TASK GOAL
Look through the listing below, find every line with the string "believe", and copy it.

DATASET EXTRACT
-- -- --
PR #6506, opened 2024-06-17
[Feature] Improved cached results

hjoaquim:

    - Adds more flexibility to interact with the obtained results.

    - `results` → shows table with all the available results  
    - results always on screen (number of results showing can be managed on settings)
    - using a key instead of the index:
       - `historical --symbol aapl --register_key aapl-hist`
       - `ema --data aapl-hist`
    - `results --idx 0/--key my-key` → displays the actual `OBBject.results` in a table
    - `results --idx 0/--key my-key --chart` → display the chart if available
    - choose which results to keep: `historical --symbol aapl --register_obbject` (the `register_obbject` flag means this result will be opted out, by default we keep the result)

    - 5/40

<details>
  <summary>Impact Analysis</summary>
  
UX: 3
Performance: 0
Compatibility: 0
Security: 0
Scalability: 1
Maintenance: 1
Compliance: 0
Dependency: 0

</details>

4. **Testing Done**:

    - Any of the described above on the `what` section


deeleeramone:
> * choose which results to keep: `historical --symbol aapl --register_obbject` (the `register_obbject` flag means this result will be opted out, by default we keep the result)

This is a lot of keys to type every time (I understand auto complete exists, but still), can we shorten this, something like "--store"?, or "--keep"?

I find the name `--register_obbject` to be counter-intuitive for the action - "False". The name suggests the action would be, "True". Is there an inverse mode where I can keep only the flagged items?

hjoaquim:
> > * choose which results to keep: `historical --symbol aapl --register_obbject` (the `register_obbject` flag means this result will be opted out, by default we keep the result)
> 
> This is a lot of keys to type every time (I understand auto complete exists, but still), can we shorten this, something like "--store"?, or "--keep"?

Given the fact that we have auto-completion, I believe verbosity adds clarity.

> 
> I find the name `--register_obbject` to be counter-intuitive for the action - "False". The name suggests the action would be, "True". Is there an inverse mode where I can keep only the flagged items?

I agree, but taking into consideration the default should be to keep it, what can we name it? Also, despite not being the best name, the message displayed on `--help` clarifies!

IgorWounds (approved):

PR #6510, opened 2024-06-18
[Feature] `to_df` where `results` is a model of arrays.

deeleeramone:
1. **Why**?:

    - `to_df()` does not account for models where the fields are all arrays.
    - Large data sets can be returned as typed arrays, which improves overall execution time.

2. **What**?:

    - Add a condition where if the `results` is a list of 1 item, or just a model, AND all fields in the schema are defined as arrays, use a model dump to create the DataFrame.
    - Implement changes to `options_snapshots` models as a trial case.

3. **Impact**:

    - Improved response time for very large data sets.

    - Changes should only be noticed when the conditions above are realized, and there are not currently any models defined with this pattern.

4. **Testing Done**:

    - Checked `to_df` to ensure that other items have not been affected.
    - The dict[List] pattern is already tested for in `test_obbject`.

Using `relative_rotation` as a test-case that has a mix of arrays and other types, the current behaviour persists while allowing the item as all arrays to be correctly converted.

Screenshot 2024-06-18 at 3 11 39 PM

### DIFF
--- a/openbb_platform/core/openbb_core/provider/standard_models/options_snapshots.py
+++ b/openbb_platform/core/openbb_core/provider/standard_models/options_snapshots.py
@@ -4,7 +4,7 @@ from datetime import (
     date as dateType,
     datetime,
 )
-from typing import Optional
+from typing import List, Union
 
 from pydantic import Field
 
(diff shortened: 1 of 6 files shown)


montezdesousa (approved):
lgtm

IgorWounds (approved):

openbb_platform/core/openbb_core/provider/standard_models/options_snapshots.py
```diff
@@ -20,56 +20,60 @@ class OptionsSnapshotsQueryParams(QueryParams):
...
-    volume: Optional[int] = Field(
-        default=None,
+    option_type: List[str] = Field(description="The type of option.")
+    volume: List[Union[int, None]] = Field(
+        default_factory=list,
         description=DATA_DESCRIPTIONS.get("volume", ""),
     )
-    open_interest: Optional[int] = Field(
-        default=None,
+    open_interest: List[Union[int, None]] = Field(
```
hjoaquim, line 43: Altough the `reference.json` seems to be well generated (default should be `null`, I believe) this syntax feels weird to me.
Should this be `Optional[List[int]` (and then defaults to `None`)? If we look at the 2nd part of the union it doesn't make sense: `List[None]` ([None,None, None]) - it's possible but odd

PR #6516, opened 2024-06-19
[BugFix] Exclude default values when model dumping

montezdesousa:
1. **Why**?

    - User settings default values are written into `user_settings.json`
    - This is not desirable. If the value is the default, then the user did not change it so there is no point in freezing it into `user_settings.json`
    - It will make it harder to change the defaults in the future if we are writing them to files without user changing it

2. **What**?

    - Exclude defaults when model dumping, did the same for system and when exporting settings to the hub

3. **Impact**

    - NA

4. **Testing Done**:

```python
from openbb import obb
# Check defaults field values are not written into `user_settings.json` when running
obb.account.save()
```


deeleeramone (commented):
I'm not sure that I'm accurately testing this PR because I've found a different bug that is present on develop and this branch. Without understanding what is happening there, I'm not sure what I should be looking for here.

The V3toV4 conversion is no longer working and this is the user-preference that you can currently set on Hub.

Screenshot 2024-06-19 at 12 59 23 PM

deeleeramone:
What I think could be helpful to new users, is if the file is being created ('user_settings.json'), instead of being empty, can we populate the JSON structure with the expected structure instead of an `{}` empty JSON?

Something that helps them when they need to modify the file manually, like below, but with the defined structures for the valid preferences and settings? 

```
  "defaults": {
    "commands": {
      "/route": {"provider":""}
    }
}
```

Where `/route` is a placeholder string that we can evaluate as `""`

montezdesousa:
> I'm not sure that I'm accurately testing this PR because I've found a different bug that is present on develop and this branch. Without understanding what is happening there, I'm not sure what I should be looking for here.
> 
> The V3toV4 conversion is no longer working and this is the user-preference that you can currently set on Hub.
> 
> Screenshot 2024-06-19 at 12 59 23 PM

fixed it now

deeleeramone (approved):

PR #6531, opened 2024-06-21
Security updates

piiq:
- Drop support for python 3.8
- Bump scikit-learn, and urllib3 to patched versions
- Bump ws and braces to patched versions on website and frontend-components
- Bump devtools


piiq:
There is a problem with openbb-devtools. It brings in vcrpy that has a pin of urllib3 that doesn't seem to work nicely with poetry

piiq:
> There is a problem with openbb-devtools. It brings in vcrpy that has a pin of urllib3 that doesn't seem to work nicely with poetry

resolved. vcrpy works fine with later urllib3 on python 3.10. i've bumped the deps in a way our dev install script allows solving the env for 3.9

deeleeramone:
I think the charting extension, and a couple of others, are missing the `.toml` file.

piiq:
need to bump Finviz to 1.0.0 in this security update. the package has been released last week and Python 3.8 support has been dropped. package is `finvizfinance`

openbb_platform/providers/yfinance/pyproject.toml
```diff
@@ -8,7 +8,7 @@ readme = "README.md"
 packages = [{ include = "openbb_yfinance" }]
 
 [tool.poetry.dependencies]
-python = "^3.8"
+python = "^3.9"
 yfinance = "^0.2.27"
```
deeleeramone, line 12: Current version of yfinance is 0.2.40. This should be bumped.

openbb_platform/providers/tradingeconomics/pyproject.toml
```diff
@@ -8,7 +8,7 @@ readme = "README.md"
 packages = [{ include = "openbb_tradingeconomics" }]
 
 [tool.poetry.dependencies]
-python = "^3.8"
+python = "^3.9"
 openbb-core = "^1.2.5"
```
deeleeramone, line 12: version of openbb-core should be bumped everywhere, especially if these are not backwards-compatible changes to the library.

deeleeramone:
I'm getting lots of failures with the integration tests. The entire `econometrics` and `technical` modules fail.

deeleeramone:
@piiq, are we enabling 3.12 support in this PR? I'm still being blocked by the project's requirements.

piiq:
> are we enabling 3.12 support in this PR?

yes

IgorWounds (approved):

openbb_platform/providers/tradingeconomics/pyproject.toml
piiq: yes, this is done during the release

PR #6532, opened 2024-06-22
[Feature] Delay/Optimize Imports

deeleeramone:
1. **Why**?:

    - This PR cleans up imports to not run on load, improving load and build time.

2. **What**?:

    - Remove imports of whole modules, only import the items required.
    - Moves non-definition imports to within functions that prevent the import from happening until the code is run.
    - Modifies Package Builder to accept a ForwardRef in "DataProcessingSupportedTypes", and replace with the actual import. The same way it was already done, just replacing "ForwardRef('DataFrame')" with 'DataFrame'
 
3. **Impact**:

    - Faster import times.

    - There *should* be no change, from a user's perspective, in operation.

    - Fundamentally changes the code style to incorporate this pattern.

4. **Testing Done**:

    - Lots of files manually changed, so there is potential for error.
    - WIP

Before:

image

After:

Screenshot 2024-06-26 at 1 58 58 PM

5. **Additional Info:**

    - The CI tests are being held up by, #6531, which is because `finvizfinance` dropped Python 3.8 support and the OpenBB lock files have not been updated in this PR to reflect our dropping of 3.8
    - Test cassettes have been recaptured. I have found one failure, `historical_dividends` from yFinance; this is broken both in the yFinance package and also directly on the Yahoo Finance website.


openbb_platform/core/openbb_core/provider/standard_models/lbma_fixing.py
```diff
@@ -36,12 +33,6 @@ class LbmaFixingQueryParams(QueryParams):
         description=QUERY_DESCRIPTIONS.get("end_date", ""),
     )
 
-    @field_validator("asset", mode="before", check_fields=False)
-    @classmethod
-    def to_lower(cls, v: Optional[str]) -> Optional[str]:
-        """Convert field to lowercase."""
-        return v.lower() if v else v
-
```
montezdesousa, line 44: Why removing this?

montezdesousa (approved):
lgtm

IgorWounds (approved):

openbb_platform/core/openbb_core/provider/standard_models/lbma_fixing.py
deeleeramone: There are defined choices for this, and it's better to avoid computed fields in the standard models unless they are really necessary.

IgorWounds:
@deeleeramone how much does the decrease in import time affect our execution time? If there is a trade-off, is it one we're willing to make?

Cc: @piiq @montezdesousa @hjoaquim

deeleeramone:
> how much does the decrease in import time affect our execution time? If there is a trade-off, is it one we're willing to make?

It only increases time for execution when the imports have not been done yet. Differences should be negligible.

PR #6547, opened 2024-06-27
[Feature] - Add Futures Curve Chart

IgorWounds:

    - To Expand the charting coverage and provide a better UX.

    - Adds a chart to the futures curve endpoint.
-- -- --
TASK RESPONSE
Given the fact that we have auto-completion, I believe verbosity adds clarity.
hjoaquim, line 43: Altough the `reference.json` seems to be well generated (default should be `null`, I believe) this syntax feels weird to me.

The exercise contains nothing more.